The algorithm takes the unlabeled dataset as input, divides the dataset into k-number of clusters, and repeats the process until it does not find the best clusters. The value of k should be predetermined in this algorithm.
The k-means clustering algorithm mainly performs two tasks:

Determines the best value for K center points or centroids by an iterative process.
Assigns each data point to its closest k-center.
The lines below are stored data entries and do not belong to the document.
PR #2917, opened 2025-02-27
Add makefile

Joffcom:
Adds a `Makefile` to check Python version, set up venv and install requirements, Also updates contributing guide to cover the new process.

### DIFF
--- a/.gitignore
+++ b/.gitignore
@@ -13,6 +13,7 @@ venv
 env
 site
 __pycache__/
+n8ndocs
 
 ## Ignore pyenv configuration
 .python-version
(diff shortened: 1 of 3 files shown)


evilnick:
Looks promising - will have to test it out a few places

StarfallProjects:
@Joffcom couple of questions:

1. Would need people to install Make (it's not there by default on Windows at least)
2. Potentially introduces confusion, if we're encouraging users to use `make run`, but in practice most of the time they'll need varied commands for testing depending on how much/how slow they want to build.

What's the benefit of using the Make file and adding another tool folks need to install? Happy to test it and use it if it's worth it.

Joffcom:
I think back when I added it there was some confusion on getting up and running, this gives us a consistent approach to it but would require make to be available.

There may be a better way to handle this

StarfallProjects:
@Joffcom I'm torn because I'm aware using makefiles on Python projects is a pretty standard good practice. Equally, it's one more thing to install, and I'm wondering if we can just make the README / internal docs clearer? Either way we have to handle supporting OS differences (I don't think the current commands will activate venv on Windows, for instance)

PR #2923, opened 2025-02-28
fix PostgreSQL example

evilnick:
simple one-line fix that gets around some user-reported issues with the example


imchairmanm (approved):
Thanks for taking a look at this :+1:

PR #2929, opened 2025-03-03
Update n8n-nodes-base.googleanalytics.md - possible typo

bangank36:
## Summary
- There seems to be a typo on line before `Operations`, this PR was supposed to remove it

## Reference
N/A


imchairmanm (approved):
@bangank36 I think you're right. Good catch and thanks for the PR! :+1:

bangank36:
> @bangank36 I think you're right. Good catch and thanks for the PR! 👍

Superb, thanks for approving

PR #2937, opened 2025-03-04
Updates index.md to fix verb conjugation

jpgninja:
Small change to fix typo. Original:

> This makes it useful for build a workflow to process data and return the results, like an API endpoint.

Update:

> This makes it useful for building a workflow to process data and return the results, like an API endpoint.


imchairmanm (approved):
Great catch, thanks for the PR!

PR #2940, opened 2025-03-06
Update chapter-5.3 - Fix node name

Linek:
I believe this should be an "IF node" there instead of the HTTP Node


Mohamed3nan:
I was going to commit that, yes indeed I think it should be "If"

imchairmanm (approved):
Thanks for the PR!

PR #2950, opened 2025-03-10
Add notes on moving credentials with workflow

imchairmanm:


jcn8n (commented):
@imchairmanm just had a look at these changes. Couple of small things. One that the wording "executes the same in its new context" wasn't that clear to me. I wonder if we need to say something more explicit like "ensuring a workflow continues to have access to the credential it needs to execute" (Maybe wording not quite right though for that)

Secondly, "When moving a workflow with credentials, you can choose to share credentials that you own" strictly speaking it isn't just whether you 'own' credentials but if you have the permission to share them on. So a instance owner/admin could choose to share any credentials on an instance even if they don't own them. So we should probably refine this to say something like that "you own or have the permission to share."

imchairmanm:
@jcn8n Thanks for the review! I can definitely work on those points. I appreciate you taking a look :+1:

evilnick (approved):
one tiny note

imchairmanm:
Okay, going to merge this one since I haven't had any further feedback.

PR #2953, opened 2025-03-11
Update running workers in queue mode

Joffcom:
Makes it clearer that executions_mode needs to be set for workers.


imchairmanm (approved):
Looks good, thanks Jon!

PR #2961, opened 2025-03-13
Update API note

evilnick:
Just a quick repeat of the API note and a resequence of the instructions.


evilnick:
:cowboy_hat_face:

PR #5335, opened 2026-09-05
docs(http-request): document multipart file name and 415 binary body issues

fstandhartinger:
## What this changes

Adds two sections to the HTTP Request node's common issues page, covering the two failures people hit when they send a file:

1. **`Your uploaded file arrives with the wrong file name`** — with **Body Content Type** set to **Form-Data**, the `filename` in the multipart part comes from the binary data, not from the **Name** field (which sets the form field name). Nothing in the current docs says where that file name comes from, so when an API keys uploads by file name the failure looks unexplainable.
2. **`Unsupported Media Type (415) when you send a file`** — **Body Content Type** > **n8n Binary File** sends the raw file as the entire body with the binary item's MIME type and no multipart envelope. APIs that require `multipart/form-data` reject it with a 415, which reads like a bug in the multipart support rather than a different body type.

Neither the [HTTP Request node page](https://docs.n8n.io/integrations/builtin/core-nodes/n8n-nodes-base.httprequest) nor its common issues page mentions either behaviour today.

## Why

This is a recurring stumbling block for anyone posting a file to an API that identifies uploads by file name, for example HTML-to-PDF services that require the file to be called `index.html`. The failure gives no hint at the cause: the node succeeds in building the request, and the API returns a generic 400 "file is required" or a 415.

## How this was verified

Measured on a fresh **n8n 2.37.7** from npm (SQLite, workflows created and executed over `POST /rest/workflows/:id/run`) against a local recorder that writes the exact bytes of each request, on September 5, 2026. Four workflows, identical apart from the one setting under test:

| Body Content Type | File name set | What went on the wire |
| --- | --- | --- |
| Form-Data | none (**Convert to Text File** default) | `Content-Type: multipart/form-data`, part `name="files"`, `filename="file.txt"` |
| Form-Data | **File Name** = `index.html` | same, `filename="index.html"` — accepted, 16,466-byte PDF returned |
| Form-Data | set in a **Code** node (`item.binary.data.fileName`) | `filename="index.html"` |
| n8n Binary File | `index.html` | `Content-Type: text/plain`, 199 bytes, no boundary, no parts |

That matches the source: `filename: binaryData.fileName ?? 'file'` and `contentType: binaryData.mimeType` in the `formBinaryData` branch of `HttpRequestV3.node.ts`, and the `binaryData` branch setting the body to the raw buffer with `'content-type': itemBinaryData.mimeType ?? 'application/octet-stream'`.

## Checklist

- Vale passes on the added text. The one remaining error on this file (line 36, `could not`) is pre-existing and sits inside a heading that quotes the product's error message verbatim, so I left it alone.
- Both internal links resolve (`../n8n-nodes-base.converttofile.md`, `../n8n-nodes-base.code/README.md`).
- No new page, so no `SUMMARY.md` change needed.
- Style guide followed: sentence-case headings, second person, contractions, no anchor markup on the new headings.

## Disclosure

I maintain a community node for PDF generation, which is how I ran into both behaviours. There's no mention or link to it here, and neither section names any product. An AI assistant helped with the measurements and the draft, on my account and with my consent.

<a href="https://cubic.dev/pr/n8n-io/n8n-docs/pull/5335?utm_source=github" target="_blank" rel="noopener noreferrer" data-no-image-dialog="true"><picture><source media="(prefers-color-scheme: dark)" srcset="https://www.cubic.dev/buttons/review-in-cubic-dark.svg"><source media="(prefers-color-scheme: light)" srcset="https://www.cubic.dev/buttons/review-in-cubic-light.svg">Review in cubic</picture></a>


fstandhartinger:
Unblocked from my side and ready for review:

- **CLA signed** — the check was failing because I ran `/cla-check` before actually signing. Signed now, and the bot reports `CLA Check passed`.
- **Branch updated** onto `main` (it was behind).
- **Section anchors added.** Every other heading on this page carries the inline `<a href="#slug" id="slug"></a>`; my two new sections were missing it, so they had no anchor target. Fixed in 59da028.

All checks green, and I checked the two sections in the GitBook preview.

Disclosure, since it's relevant to the content: I build an HTML/Markdown-to-PDF API and the n8n community node that calls it, which is how I ran into both of these. Neither section links to or mentions it — they're about the HTTP Request node's own behaviour, which I reproduced in n8n before writing them up.

RoRoJ (approved):

RoRoJ:
Thanks for your contribution, looks great.

PR #5343, opened 2026-09-07
docs(changelog): error workflow executions no longer count towards your quota (n8n 2.38)

lucasnilssonn8n:
Adds a changelog entry for the 2.38 change that excludes error workflow runs from the execution quota, on every plan.

- Placed at the top as the newest entry (Released 2026-09-01, the date on the Release notes page; anchor `release-notes.md#n8n2381` checked, since 2.38 appears under its first patch).
- Links to the Handle errors gracefully page via its GitBook space URL.
- Follows the format in the PMM "How to changelog" Notion page: H2 headline, Released line, no availability hint since it applies to every plan.
- Supersedes #5342.

🤖 Generated with [Claude Code](https://claude.com/claude-code)

PR #5374, opened 2026-09-10
docs(changelog): Business and Enterprise got the error workflow quota change in 2.28

lucasnilssonn8n:
Follow-up to #5343. The last paragraph of the error workflow quota entry now says the change has been live on Cloud since 2.38, and on self-hosted applies to Business and Enterprise instances from 2.28.0 (1.123.60 on v1). The unconfirmed "all other instances from 2.38.0" clause is gone.

### DIFF
--- a/docs/changelog/README.md
+++ b/docs/changelog/README.md
@@ -50,7 +50,7 @@ Until now each of those runs counted like any other execution. Handling a failur
 
 Attach an error workflow to a workflow in its **Workflow Settings** and its runs are excluded from the count. One error workflow can serve as many workflows as you like.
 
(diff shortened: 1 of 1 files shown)


its-imad (approved):
lgtm 

Only thing left is cubic's P2: the entry opens with "on every plan" but then limits self-hosted to Business and Enterprise. Cubic's suggested wording fixes it -> "on every Cloud plan, and on self-hosted Business and Enterprise." Apply that and merge whenever.

lucasnilssonn8n:
@its-imad It's on all plans but community doesn't have billable executions (because it's free) so it doesn't make a difference for them.

its-imad:
got it thanks

PR #5398, opened 2026-09-15
CAT-65: docs: describe actual isEmpty() behavior for booleans and numbers

Flexicon:
## Summary

Resolves the documentation part of [CAT-65](https://linear.app/n8n/issue/CAT-65/expressions-isempty-is-incorrect-when-called-on-false-values). The Catalysts team decided to keep the current `isEmpty()` runtime behavior and update the docs to match it instead of shipping a breaking change in v3.

Number and Boolean have no type-specific `isEmpty()` or `isNotEmpty()` in `packages/workflow/src/extensions`, so calls fall through to the generic versions, which treat any falsy value as empty. Verified against current `master` and confirmed on a production instance:

| Input | `isEmpty()` | `isNotEmpty()` |
|---|---|---|
| `false`, `0`, `NaN` | `true` | `false` |
| `true`, `1` | `false` | `true` |
| `""`, `[]`, `{}`, `null`, `undefined` | `true` | `false` |
| DateTime | `false` | `true` |

## Changes

- **boolean.md, number.md**: fix the `isEmpty()` descriptions and the `false` / `0` examples, and add a warning hint that `isEmpty()` isn't a null check, with the direct-comparison and **If** node **exists** alternatives. Add the missing `isNotEmpty()` sections.
- **string.md, array.md, object.md**: mention `undefined` alongside `null`.
- **datetime.md**: add the `isEmpty()` and `isNotEmpty()` sections that exist in the source but were missing from the docs.
- **README.md**: update the index descriptions to match, and add index entries for the four new sections.


docs/build/work-with-data/transform-data/expression-reference/boolean.md
```diff
@@ -12,7 +12,11 @@ layout:
 
 ## _`Boolean`_.**`isEmpty()`** <a href="#booleanisempty" id="booleanisempty"></a>
 
-**Description:** Returns <code>false</code> for all booleans. Returns <code>true</code> for <code>null</code>.
+**Description:** Returns <code>true</code> if the boolean is <code>false</code>, <code>null</code>, or <code>undefined</code>. Returns <code>false</code> if the boolean is <code>true</code>.
+
+{% hint style="warning" %}
+`isEmpty()` isn't a null check. On a boolean it treats `false` as empty, so `{{ $json.flag.isEmpty() }}` returns `true` for both a missing field and a field set to `false`. To test only for a missing value, compare directly, for example `{{ $json.flag === null }}`, or use the **exists** operator in the **If** node.
```
vterzic, line 18: > To test only for a missing value, compare directly, for example `{{ $json.flag === null }}`

Should this be `{{ $json.flag === unedfied }}` or `{{ $json.flag == null }}`

vterzic (approved):
it looks good. 

just one comment/question

docs/build/work-with-data/transform-data/expression-reference/boolean.md
Flexicon: Yeah, one can use either I guess but I decided to just leave it on the side of not filling the box with too much text 🙂  We can add both if you think it reads better.

vterzic: I guess we can keep it as is. I think that the message is properly conveyed at the end of the day.

PR #1629, opened 2019-04-07
Fix grammar

thadguidry:


Betree:
Hello @thadguidry, thank you for fixing that! 

The files like `index.es.html` are actually translations of the main `index.html` that you fixed in https://github.com/opencollective/opencollective-frontend/pull/1628. 

The tool we use for translations, [Crowdin](https://crowdin.com/project/opencollective), will take care of dispatching your change to the other files.

So only https://github.com/opencollective/opencollective-frontend/pull/1628 is necessary, I'm closing this PR.

PR #1635, opened 2019-04-08
Delete account: fix breaking test for delete user account

flickz:
This PR adds missing job for 3* tests on CI and fixes `32-account-deletion.test.js`.

Ref ([#1901](https://github.com/opencollective/opencollective/issues/1901))


znarf:
Ok, good for me. We can re-arrange later.

Please don't introduce `4*` without discussing within the team first, try to put in in the other prefixes.

PR #1655, opened 2019-04-11
Update gift card static pages

Betree:
## Remove confirmation for `gift-cards` page

We already removed the form for this one, the page was not used.

## Remove form + confirmation for `gift-of-giving`

**Before**

localhost_3000_gift-of-giving (1)

**After**

localhost_3000_gift-of-giving


znarf:
@Betree can you check the merge conflict?

Betree:
@znarf Fixed

PR #1661, opened 2019-04-12
ContributionFlow: Move tiers to separate page

flickz:
This PR moves collective tiers to a separate page, as `/:collectiveSlug/tiers`.  Ref ([#1671](https://github.com/opencollective/opencollective/issues/1671))

Screen-record: 
Tiers page


znarf:
Looks great!

znarf:
@flickz just check the linter feedback and update the jest snapshots.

Those data points which are near to the particular k-center, create a cluster.

More info about K-Means Clustering

Importing all the required libraries

import numpy as np
import pandas as pd
import matplotlib.pyplot as plt
import seaborn as sns
%matplotlib inline

2. Loading the iris Dataset

#from sklearn import datasets
#iris = datasets.load_iris()
#iris_df = pd.DataFrame(iris.data, columns = iris.feature_names)
iris_df = pd.read_csv("iris.csv")
print(iris_df.head()) # See the first 5 rows

3. Finding the optimum number of clusters

x = iris_df.iloc[:, [0, 1, 2, 3]].values


from sklearn.cluster import KMeans
wcss = []


for i in range(1, 11):
    kmeans = KMeans(n_clusters = i, init = 'k-means++', 
                    max_iter = 300, n_init = 10, random_state = 0)
    kmeans.fit(x)
    wcss.append(kmeans.inertia_)
    
# Plotting the results onto a line graph, 
# `allowing us to observe 'The elbow'
plt.plot(range(1, 11), wcss)
plt.title('The elbow method')
plt.xlabel('Number of clusters')
plt.ylabel('WCSS') # Within cluster sum of squares
plt.show()

4. Applying k means to the dataset

#Applying k means to the dataset / Creating the k means classifier
kmeans = KMeans(n_clusters = 3, init = 'k-means++',
                max_iter = 300, n_init = 10, random_state = 0)
y_kmeans = kmeans.fit_predict(x)

5. Ploting the Clusters

#Visualising the clusters
plt.scatter(x[y_kmeans == 0, 0], x[y_kmeans == 0, 1], s = 100, c = 'purple', label = 'Iris-setosa')
plt.scatter(x[y_kmeans == 1, 0], x[y_kmeans == 1, 1], s = 100, c = 'orange', label = 'Iris-versicolour')
plt.scatter(x[y_kmeans == 2, 0], x[y_kmeans == 2, 1], s = 100, c = 'green', label = 'Iris-virginica')

#Plotting the centroids of the clusters
plt.scatter(kmeans.cluster_centers_[:, 0], kmeans.cluster_centers_[:,1], s = 100, c = 'red', label = 'Centroids')

plt.legend()

6. 3D scatterplot using matplotlib

fig = plt.figure(figsize = (15,15))
ax = fig.add_subplot(111, projection='3d')
plt.scatter(x[y_kmeans == 0, 0], x[y_kmeans == 0, 1], s = 50, c = 'purple', label = 'Iris-setosa')
plt.scatter(x[y_kmeans == 1, 0], x[y_kmeans == 1, 1], s = 50, c = 'orange', label = 'Iris-versicolour')
plt.scatter(x[y_kmeans == 2, 0], x[y_kmeans == 2, 1], s = 50, c = 'green', label = 'Iris-virginica')

#Plotting the centroids of the clusters
plt.scatter(kmeans.cluster_centers_[:, 0], kmeans.cluster_centers_[:,1], s = 50, c = 'red', label = 'Centroids')
plt.show()

7. Labeling the predictions

#considering 0 Corresponds to 'Iris-setosa'
#1 to 'Iris-versicolour'
#2 to 'Iris-virginica'
y_kmeans = np.where(y_kmeans==0, 'Iris-setosa', y_kmeans)
y_kmeans = np.where(y_kmeans=='1', 'Iris-versicolour', y_kmeans)
y_kmeans = np.where(y_kmeans=='2', 'Iris-virginica', y_kmeans)

8. Adding the prediction to the dataset

data_with_clusters = iris_df.copy()
data_with_clusters["Cluster"] = y_kmeans
print(data_with_clusters.head(5))

9. Bar plot-Cluster Distribution

# Bar plot
sns.set_style('darkgrid')
sns.barplot(x = data_with_clusters["Cluster"] .unique(),
            y = data_with_clusters["Cluster"] .value_counts(),
            palette=sns.color_palette(["#e74c3c", "#34495e", "#2ecc71"]));

10. Pair Plot

### hue = species colours plot as per species
### It will give 3 colours in the plot

sns.set_style('whitegrid')   ### Sets grid style
sns.pairplot(data_with_clusters,hue = 'Cluster');

11. PairPlot insights

petal-length and petal-width seem to be positively correlated (seem to be having a linear relationship).
Iris-Setosa seems to have smaller petal length and petal width as compared to others.
Looking at the overall scenario, it seems to be the case that Iris-Setosa has smaller dimensions than other flowers.